* _Task to carry out_
Each line below is to be written out in full, exactly as shown.

* _Material to process_
*** Block opens ***
PR #2614, opened 2021-03-17
[13.0][OU-FIX] account: avoid two or more move lines pointing to same invoice line

MiquelRForgeFlow:
If we don't fix this, we could hypothetically have several move lines pointing to the same invoice line (because two invoice lines can have all the same values except id and sequence), and thus several moves lines with the same sequence.

--

### DIFF
--- a/addons/account/migrations/13.0.1.1/post-migration.py
+++ b/addons/account/migrations/13.0.1.1/post-migration.py
@@ -238,24 +238,42 @@ def migration_invoice_moves(env):
             AND ((ail.product_id IS NULL AND aml.product_id IS NULL) OR ail.product_id = aml.product_id)
             AND ((ail.uom_id IS NULL AND aml.product_uom_id IS NULL) OR ail.uom_id = aml.product_uom_id)
         """
-    # Try first with a stricter criteria for matching invoice lines with account move lines
-    openupgrade.logged_query(
-        env.cr, query + minimal_where + """
-            AND ail.account_id = aml.account_id
-            AND ai.commercial_partner_id = aml.partner_id
-            AND ((ail.account_analytic_id IS NULL AND aml.analytic_account_id IS NULL)
-                OR ail.account_analytic_id = aml.analytic_account_id)
-        RETURNING aml.id""",
-    )
-    aml_ids = tuple(x[0] for x in env.cr.fetchall())
-    # Try now with a more relaxed criteria, as it's possible that users change some data on amls
-    openupgrade.logged_query(
-        env.cr, query + minimal_where + """
-            AND aml.old_invoice_line_id IS NULL
-            AND rc.anglo_saxon_accounting IS DISTINCT FROM TRUE
-        RETURNING aml.id""",
-    )
-    aml_ids += tuple(x[0] for x in env.cr.fetchall())
+    # Doing loop to fix where two or more move lines points to the same old invoice line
*** Block closes ***
* _Response to this task_
PR #2614, opened 2021-03-17
[13.0][OU-FIX] account: avoid two or more move lines pointing to same invoice line

MiquelRForgeFlow:
If we don't fix this, we could hypothetically have several move lines pointing to the same invoice line (because two invoice lines can have all the same values except id and sequence), and thus several moves lines with the same sequence.

--

### DIFF
--- a/addons/account/migrations/13.0.1.1/post-migration.py
+++ b/addons/account/migrations/13.0.1.1/post-migration.py
@@ -238,24 +238,42 @@ def migration_invoice_moves(env):
             AND ((ail.product_id IS NULL AND aml.product_id IS NULL) OR ail.product_id = aml.product_id)
             AND ((ail.uom_id IS NULL AND aml.product_uom_id IS NULL) OR ail.uom_id = aml.product_uom_id)
         """
-    # Try first with a stricter criteria for matching invoice lines with account move lines
-    openupgrade.logged_query(
-        env.cr, query + minimal_where + """
-            AND ail.account_id = aml.account_id
-            AND ai.commercial_partner_id = aml.partner_id
-            AND ((ail.account_analytic_id IS NULL AND aml.analytic_account_id IS NULL)
-                OR ail.account_analytic_id = aml.analytic_account_id)
-        RETURNING aml.id""",
-    )
-    aml_ids = tuple(x[0] for x in env.cr.fetchall())
-    # Try now with a more relaxed criteria, as it's possible that users change some data on amls
-    openupgrade.logged_query(
-        env.cr, query + minimal_where + """
-            AND aml.old_invoice_line_id IS NULL
-            AND rc.anglo_saxon_accounting IS DISTINCT FROM TRUE
-        RETURNING aml.id""",
-    )
-    aml_ids += tuple(x[0] for x in env.cr.fetchall())
+    # Doing loop to fix where two or more move lines points to the same old invoice line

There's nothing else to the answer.